I know I’ve said it before in various ways, but the Housewives of New York are really just teaching us one thing over and over again: that everyone’s life is mundane in its own way. It was driven home to me again on the latest episode about Halloween when everyone was in a tizzy about the parties coming up that week and then, once they were at the parties, it seemed to be about standing around together to drink and eat or to drink and complain. I can’t imagine why they were so excited. It seemed like much more work than it was worth. Where’s the glamor? The glitz? The spice? The tits?
Do they ever meet new people? Dance? Get into drunken fights?
I felt sorry for Jill, having a special Legally Blonde costume made for her and her dog. It seemed like needless spending. What a pain to have friends who couldn’t just appreciate your homemade costume or something you put together for cheap at the thrift store. I’m also already tired of Jill’s condo redecoration. Maybe it’s just because we’re always shown the same room, but that place looks claustrophobic to me.
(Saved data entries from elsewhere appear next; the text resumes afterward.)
PR #1528, opened 2023-10-31
Minimal support for Mistral 7B model.

vince62s:
@minhthuc2502 Maybe check this code

### DIFF
--- a/python/ctranslate2/specs/attention_spec.py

Meanwhile, Countess LuAnn didn’t miss an opportunity to subtly remind us all once again that she’s Native American, showing up for the party in an Indian costume. I guess it’s fine since she’s part Native American? Because I thought this kind of thing (dressing up in traditional “Indian garb”) was now considered guache unless you’re truly Native American and not just doing it for Halloween. Kind of like how most football teams have abandoned their Native American mascots and team names. And kind of like how, if you are white and have any taste, you wouldn’t dress in blackface for Halloween or to perform a vaudeville act. What is the line here?Â I think we need someone like Spike Lee to weigh in.
Alex and Simon were shown carving pumpkins with their kids. Call me Midwestern but they were the saddest pumpkins I’ve seen! So small! And I couldn’t help but notice some rotten spots on the bottoms of the pumpkins. See my Spargelfest post to learn more about my background in produce, which might shed light on why these sad pumpkins horrified me. I’m well into my 30s and still manage to buy very nice, big pumpkins every year to carve and I have no children. I think it’s especially disappointing when you consider what those two spend on fashion for themselves. Let’s not skimp on the childhood memories!
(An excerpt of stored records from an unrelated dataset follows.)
PR #1545, opened 2023-11-15
Fix iomp5 linking with latest Intel OpenAPI on Ubuntu

flyingleafe:
Trying to build from source using latest Inter opeAPI Base Toolkit on Ubuntu 20.04 (installed via `sudo apt install intel-basekit`), I encountered a CMake error that `libiomp5` cannot be found. It turned out that the necessary path to library was not present in the corresponding PATHS section inside `CMakeLists.txt`.

Probably the package layout has changed recently, or the apt package for Ubuntu/Debian had different layout from the start. In any case, this small fix solves the problem.


flyingleafe:
@vince62s done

The biggest debacle revolved around Kelly once again. She’s a trouble magnet, that Kelly! She had a Halloween party, or at least hosted one at a hotel or club, and didn’t get there until quite late in the evening, long after the rest of the housewives got pissy and left. When Kelly did arrive it was in a Playboy bunny costume that looked very saggy at the crotch and in the ass and with a look of pain on her face. Of course she admitted to being horribly late but, you know, her daughters had Halloween and then it took an hour and a half to get ready. An hour and a half to put on a black swimming suit, pink heels and bunny ears? Hmmm… I guess we’re lucky she didn’t pick something like “geisha” or she wouldn’t have made it at all. I can see her tottering through the streets of Manhattan in delicate wooden clogs and a tight kimono, trying to reach the party as the clocks strike 4 a.m.
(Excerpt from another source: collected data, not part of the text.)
PR #1546, opened 2023-11-15
Better HF-to-CT2 conversion for Whisper model

flyingleafe:
On attempt to convert Whisper-v3 model from HF to ct2 format I encountered two issues:

- Due to the difference in the `additional_tokens_ids` lists resulting from the tokenizer checkpoints in `large-v3` and previous versions, the first language token `<|en|>` was not included in the `lang_ids` list, which resulted in the inability of the model to transcribe English text - every such transcription became a translation to some other language;
- The converter ignored the information contained in `generation_config.json` of the HF checkpoint, which resulted in auto-generated alignment heads and non-present set of suppressed tokens.

Those issues are fixed in this PR. The logic of selecting language IDs got more complicated, but less prone to bugs stemming from any future updates of HF checkpoints.

### DIFF
--- a/python/ctranslate2/converters/transformers.py
+++ b/python/ctranslate2/converters/transformers.py
@@ -916,11 +916,14 @@ class WhisperLoader(BartLoader):
             config.suppress_ids = gen_config.suppress_tokens
             config.suppress_ids_begin = gen_config.begin_suppress_tokens
             config.alignment_heads = gen_config.alignment_heads
-            config.lang_ids = sorted(gen_config.lang_to_id.values())
+            if hasattr(gen_config, "lang_to_id"):
+                config.lang_ids = sorted(gen_config.lang_to_id.values())
         else:
             config.suppress_ids = model.config.suppress_tokens
             config.suppress_ids_begin = model.config.begin_suppress_tokens
             config.alignment_heads = _WHISPER_ALIGNMENT_HEADS.get(model.name_or_path)
+
+        if getattr(config, "lang_ids", None) is None:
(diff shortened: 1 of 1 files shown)


vince62s:
please rebase for tests to go through

python/ctranslate2/converters/transformers.py
```diff
@@ -890,11 +890,36 @@ def get_model_spec(self, model):
...
+        if gen_config is not None:
+            config.suppress_ids = gen_config.suppress_tokens
+            config.suppress_ids_begin = gen_config.begin_suppress_tokens
+            config.alignment_heads = gen_config.alignment_heads
+        else:
+            config.suppress_ids = model.config.suppress_tokens
+            config.suppress_ids_begin = model.config.begin_suppress_tokens
+            config.alignment_heads = _WHISPER_ALIGNMENT_HEADS.get(model.name_or_path)
+
+        non_lang_special_tokens = [
```
funboarder13920, line 904: Can you make a method for this logic ?
If the generation_config.json is used, then what do you thing of also using it to get the lang_ids (or filter the lang tokens if the ids are not aligned), and fallback with your method if the generation_config is not available ? 

If the generation_config.json is used, it would be interesting to add it to the several ctranslate2 converted models at https://huggingface.co/guillaumekln.

flyingleafe:
@vince62s rebased
@funboarder13920 your comment made sense, did that

vince62s:
can you fix the tests ?

flyingleafe:
@vince62s all fixed, good to merge?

And LuAnn’s daughter, Victoria, came home from boarding school for the weekend. I really like Victoria. I mean, it’s not her fault she was born to a Countess who wants to be on reality TV. Victoria is the opposite of her mother. She’s quiet, she doesn’t seem that concerned about fashion although she always looks nice. She’s just beginning to get some self-confidence. It was endearing listening to her tell LuAnn about her first ever experience with Goodwill. She didn’t even know what it was, really. She got two sweaters and something else, maybe some scarves, and it all came to $9 and it completely blew her away. She should be thanking the friend from school who introduced her to thrift shopping. It will change her life. LuAnn seemed highly amused by the story. In contrast, she spent $150 on two necklaces from a street vendor who tells her the necklaces she and Victoria picked out are so expensive because they are “real” mother of pearl. LuAnn is a lot of things but she’s no bargainer. Or maybe there is a distinct lack of interest in a bargain.
Then LuAnn bought a lot of stuff in some boutique, even buying something Victoria insisted she already had in another color. But I understand, she’s shopping away the pain of the wandering Count, who at that very moment might have been in the arms of his young, Ethiopian lover over in Sweden or Switzerland or wherever it is the Count likes to hang out to hand out micro-loans and manage his funds. Victoria said, “How much is that?” and LuAnn said, “Well, that doesn’t matter so much.” I hope the Count doesn’t put the Countess on a budget.
Meanwhile, Bethenny’s book, Naturally Thin, has cracked Publisher’s Weekly’s top 15 list for bestselling trade paperbacks; I don’t see Class With the Countess anywhere on the lists… yet. Let’s keep our fingers crossed.